━━━ Supplied records

PR #658, opened 2022-03-11
refactor accordions to accept hash parameters

GaryRidgway:
This should start to be able to allow accordions to have hash parameter functionality.

## To test
- On https://localhost:3000/components/preview/accordion--default , test that clicking on different accordion items changes the hash parameter in the URL, and that closing an item clears the URL hash parameter.
- On the same page, check that changing the URL to another viable hash parameter also opens that accordion.
- Open a new tab and past in a URL of the page you just visited with a hash parameter and verify that the correct accordion item opens.
- On the same page, disable JS and CSS and verify that you can see all the accordion data, even if it is ugly.
- On https://localhost:3000/components/preview/accordion--multi , verify that clicking on different accordion items changes the hash parameter in the URL, and that closing an item clears the URL hash parameter. 
- On On https://localhost:3000/components/preview/accordion--multiple , verify that the new `id`'s do not collide or create any problems. There should be support for custom `id`s.
- On https://localhost:3000/components/preview/accordion--focus-test#snickerdoodle , check to see that you are brought to the open accordion item.
- On any page, try to break things and report any breaking here! (THANK YOU)

### DIFF
--- a/src/components/accordion/accordion--focus-test.twig
+++ b/src/components/accordion/accordion--focus-test.twig
@@ -1,0 +1,36 @@
+<div id="lipsum">
+  <p>
+    Lorem ipsum dolor sit amet, consectetur adipiscing elit. Morbi malesuada urna vitae convallis semper. Pellentesque habitant morbi tristique senectus et netus et malesuada fames ac turpis egestas. Ut lobortis hendrerit molestie. Aenean porttitor suscipit dapibus. Sed aliquet auctor scelerisque. Vestibulum vehicula urna eget nisl rhoncus, non cursus mauris tristique. Pellentesque at accumsan metus. Integer vitae nulla vitae metus semper volutpat id nec quam. Fusce iaculis aliquet sapien quis commodo. Nullam risus tortor, commodo vitae molestie ac, consectetur non eros. Etiam pharetra quis lectus vel semper. Nam nec lacus dolor.
+  </p>
+  <p>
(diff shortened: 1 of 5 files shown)


joewhitsitt:
going to try testing this

joewhitsitt:
>On the same page, disable JS and CSS and verify that you can see all the accordion data, even if it is ugly.

First, I forgot how to disable CSS without that chrome extension that was later flagged as being malware. Second, if just Javascript is disabled do we want to try and expose all accordion items? Scope creep for another day or do we just think JS is a prerequisite these days?

I am seeing `single-select-` for both "types" and it isn't getting the item_number appended to it, so all of the aria-controls are `single-select-`. I think something needs to be adjust here.

GaryRidgway:
> if just Javascript is disabled do we want to try and expose all accordion items?
This is currently the case, the items should be exposed if there is no JS.

> I am seeing `single-select-` for both "types" and it isn't getting the item_number appended to it, so all of the aria-controls are `single-select-`. I think something needs to be adjust here.
I will take a look!

> Yeah, I don't think all of the `item_number` were replaced with `accordion_item_number`. Also I am seeing mixed use of `variant` and `accordion_type`
I will also take a look here!

Thanks for taking a gander Joe!

GaryRidgway:
@joewhitsitt the issues you made visible should be fixed, would you mind taking another look?

joewhitsitt (approved):
Looks good to this casual UIDS reviewer. Thanks for sorting out the id/aria quickly.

━━━━━━

> [Work to be completed] Gather up every line in the data above that contains the word "single", copying each one.

> [Task output]
I am seeing `single-select-` for both "types" and it isn't getting the item_number appended to it, so all of the aria-controls are `single-select-`. I think something needs to be adjust here.
> I am seeing `single-select-` for both "types" and it isn't getting the item_number appended to it, so all of the aria-controls are `single-select-`. I think something needs to be adjust here.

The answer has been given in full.